All in all, the 1677 is a beautiful machine and I'm very happy with the purchase. I'm sure I would have been equally happy with the Griz 1023SL, or one of the other big name offerings had the same opportunity arisen. It has power and stability in spades, the modified 36" rip capacity is plenty . My 22124 was capable of cutting anything I needed with relative ease, but blade selection and alignment were more critical. The Shop Fox never flinches no matter what I'm cutting or what blade I'm using. The start up speed of the 1677 is impressive. The instant the green "On" button is engaged it's already up to speed. I'm finding the starting torque tightens the arbor nut far more than any of my other saws have. I tend to just snug the arbor nuts slightly beyond hand tight, yet there have been times when I've actually had some difficulty breaking the nut free with the arbor wrench. Dust collection is quite good. The chrome handwheels are a pleasure to use. They're big, shiny, smooth, and easy to get ahold of. They also smack of a high quality machine, which the Shop Fox certainly is. Overall, it's simply a very nice tool that should last a few generations....someday my grandkids will thank me for this purchase!


----------



## sweensdv (Mar 3, 2008)

Excellent write-up Scott. I'm sure that you're already enjoying that new saw and your 35% discount rates a big, *You Suck!*


----------



## knotscott (Nov 8, 2007)

Thanks Dave - Yep...I'm happy to have the saw, the discount, and the obligatory razzing that goes with it! :thumbsup:


----------



## clarionflyer (Apr 27, 2008)

Have to admit, I'm jealous myself. :yes:

I never even thought about getting another tablesaw (love mine), but that is a good looking saw.
Thanks for the review.


----------



## user4178 (Apr 18, 2008)

Congradulations Scott, everyone luvs a new toy, I can imagine your excitement.

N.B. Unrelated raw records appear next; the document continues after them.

PR #1066, opened 2025-08-28
💥  Nexus support in worker tuner

dandavison:
- Add support for nexus in WorkerTuner and support `max_concurrent_nexus_tasks` worker config option
- Add tests for nexus worker concurrency parameters

💥 This is a breaking change: `create_composite()` has gained a required `nexus_supplier` parameter.

### DIFF
--- a/temporalio/worker/_tuning.py
+++ b/temporalio/worker/_tuning.py
@@ -1,3 +1,5 @@
+from __future__ import annotations
+
 import asyncio
 import logging
 from abc import ABC, abstractmethod
@@ -10,7 +12,7 @@ from typing_extensions import TypeAlias
 import temporalio.bridge.worker
 from temporalio.common import WorkerDeploymentVersion
 
-_DEFAULT_RESOURCE_ACTIVITY_MAX = 500
+_DEFAULT_RESOURCE_SLOTS_MAX = 500
 
 logger = logging.getLogger(__name__)
 
@@ -150,7 +152,22 @@ class LocalActivitySlotInfo(Protocol):
     activity_type: str
 
 
-SlotInfo: TypeAlias = Union[WorkflowSlotInfo, ActivitySlotInfo, LocalActivitySlotInfo]
+# WARNING: This must match Rust worker::NexusSlotInfo
+@runtime_checkable
+class NexusSlotInfo(Protocol):
+    """Info about a nexus task slot usage.
+
+    .. warning::
+        Custom slot suppliers are currently experimental.
+    """
+
+    service: str
+    operation: str
+
+
+SlotInfo: TypeAlias = Union[
+    WorkflowSlotInfo, ActivitySlotInfo, LocalActivitySlotInfo, NexusSlotInfo
+]
 
 
 # WARNING: This must match Rust worker::SlotMarkUsedCtx
@@ -303,13 +320,14 @@ class _BridgeSlotSupplierWrapper:
 
 
 def _to_bridge_slot_supplier(
-    slot_supplier: SlotSupplier, kind: Literal["workflow", "activity", "local_activity"]
+    slot_supplier: SlotSupplier,
+    kind: Literal["workflow", "activity", "local_activity", "nexus"],
 ) -> temporalio.bridge.worker.SlotSupplier:
     if isinstance(slot_supplier, FixedSizeSlotSupplier):
         return temporalio.bridge.worker.FixedSizeSlotSupplier(slot_supplier.num_slots)
     elif isinstance(slot_supplier, ResourceBasedSlotSupplier):
         min_slots = 5 if kind == "workflow" else 1
-        max_slots = _DEFAULT_RESOURCE_ACTIVITY_MAX
+        max_slots = _DEFAULT_RESOURCE_SLOTS_MAX
         ramp_throttle = (
             timedelta(seconds=0) if kind == "workflow" else timedelta(milliseconds=50)
         )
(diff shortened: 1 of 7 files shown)


temporalio/worker/_tuning.py
```diff
@@ -303,13 +320,14 @@ def mark_slot_used(self, ctx: SlotMarkUsedContext) -> None:
...
 def _to_bridge_slot_supplier(
-    slot_supplier: SlotSupplier, kind: Literal["workflow", "activity", "local_activity"]
+    slot_supplier: SlotSupplier,
+    kind: Literal["workflow", "activity", "local_activity", "nexus"],
 ) -> temporalio.bridge.worker.SlotSupplier:
     if isinstance(slot_supplier, FixedSizeSlotSupplier):
         return temporalio.bridge.worker.FixedSizeSlotSupplier(slot_supplier.num_slots)
     elif isinstance(slot_supplier, ResourceBasedSlotSupplier):
         min_slots = 5 if kind == "workflow" else 1
-        max_slots = _DEFAULT_RESOURCE_ACTIVITY_MAX
```
tconley1428, line 312: Is this a bug fix?

temporalio/bridge/sdk-core
cretz, line 1: Assuming we can't merge this until https://github.com/temporalio/sdk-core/pull/994 is merged?

temporalio/worker/_tuning.py
```diff
@@ -418,14 +449,23 @@ def _to_bridge_tuner(self) -> temporalio.bridge.worker.TunerHolder:
...
+            _to_bridge_slot_supplier(self._get_nexus_slot_supplier(), "nexus"),
         )
 
     def _get_activities_max(self) -> Optional[int]:
-        ss = self._get_activity_task_slot_supplier()
-        if isinstance(ss, FixedSizeSlotSupplier):
-            return ss.num_slots
-        elif isinstance(ss, ResourceBasedSlotSupplier):
-            return ss.slot_config.maximum_slots or _DEFAULT_RESOURCE_ACTIVITY_MAX
+        return self._get_slot_supplier_max(self._get_activity_task_slot_supplier())
```
cretz: `_get_slot_supplier_max` is a static call, not sure if `self.` is the right thing

temporalio/worker/_tuning.py
```diff
@@ -371,14 +394,16 @@ def create_fixed(
         workflow_slots: Optional[int],
         activity_slots: Optional[int],
         local_activity_slots: Optional[int],
-    ) -> "WorkerTuner":
+        nexus_slots: Optional[int],
```
cretz: This additional required parameter and the additional required parameter on `create_composite` are technically backwards incompatible. I _think_ tuning is still experimental, but that may only be custom slot suppliers. I think it's worth confirming whether these two static methods are considered GA and if they are, we may need to provide acceptable defaults (here is easy, it can be `None`, for `create_composite`, just a fixed size supplier is probably the default but at runtime per call, not global shared). If these are not considered GA, we can just add a 💥 note here and in release notes.

cretz (commented):
LGTM, only blocking concern is one of backwards compatibility break

temporalio/bridge/sdk-core
dandavison: That's right

temporalio/worker/_tuning.py
dandavison: No, we're now using the constant for both activities and nexus operation so I renamed it.

temporalio/worker/_tuning.py
dandavison: Thanks, Python allows referencing staticmethods on `self` but I agree I shouldn't do it and perhaps they could be shadowed by an instance method. Changed.

temporalio/worker/_tuning.py
dandavison: Good catch. I've updated the PR to make it backwards compatible. I've made it so that nexus is consistent with the workflow/activity/LA by giving them all defaults.

temporalio/worker/_tuning.py
```diff
@@ -359,40 +378,54 @@ def create_resource_based(
...
             FixedSizeSlotSupplier(workflow_slots if workflow_slots else 100),
             FixedSizeSlotSupplier(activity_slots if activity_slots else 100),
             FixedSizeSlotSupplier(
                 local_activity_slots if local_activity_slots else 100
             ),
+            FixedSizeSlotSupplier(nexus_slots if nexus_slots else 100),
         )
 
     @staticmethod
     def create_composite(
```
cretz: I think we explicitly designed this to require people to provide at least the first 3 suppliers when creating a composite tuner and I think we've done that across every SDK consistently. I noticed that both [Go](https://pkg.go.dev/go.temporal.io/sdk@v1.36.0/internal#CompositeTunerOptions) and [Java](https://www.javadoc.io/static/io.temporal/temporal-sdk/1.31.0/io/temporal/worker/tuning/CompositeTuner.html) added the requirement for a Nexus slot supplier as a potentially breaking change, but maybe they got it in before tuning was GA? Or maybe they considered the breaking change acceptable?

I think we should try to do this part somewhat consistently across SDKs. Can you confirm 1) whether we want to require users provide explicit slot suppliers (at least for the first 3 types) when creating a composite tuner? and 2) whether we are ok with a backwards incompatible change to require Nexus slot supplier when creating a composite tuner? (note only _some_ languages require the first 3 values for fixed, Go does not)

temporalio/worker/_tuning.py
cretz: I think that can make sense for create_fixed, but made a comment just now concerning create_composite

temporalio/worker/_tuning.py
dandavison: We discussed offline and agreed to break `create_composite` while adding defaults to all for `create_fixed`. PR updated.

I do have a question though that has been bugging me, and I know you had a Hybrid saw before. Looking at a good majority of the Hybrid saw pictures on the web, are the cabinets not as wide as a cabinet saw or even the footing of a Contractors saw ? Pictures are hard tell.


----------



## knotscott (Nov 8, 2007)

Thanks. I'm happy to have it, but honestly this is my 4th new saw and it seems less climatic than the first couple! It was more an "opportunity" purchase that I couldn't pass up than something I'd been actively pursuing. But the timing was good and SWMBO seemed fairly agreeable when I told her that no animals would be harmed and that no "budget" money would be spent in the acquisition of this tool! :laughing: 

Good observation about the cabinets. The cabinet base is a tad wider on a cabinet saw than on most hybrids....It was < 2" difference. Not sure that there's really a set standard so that may not apply to all. The table size is the same. The 22124 was very heavy and very stable in spite of the smaller footprint...can't really guess about that on the others.


----------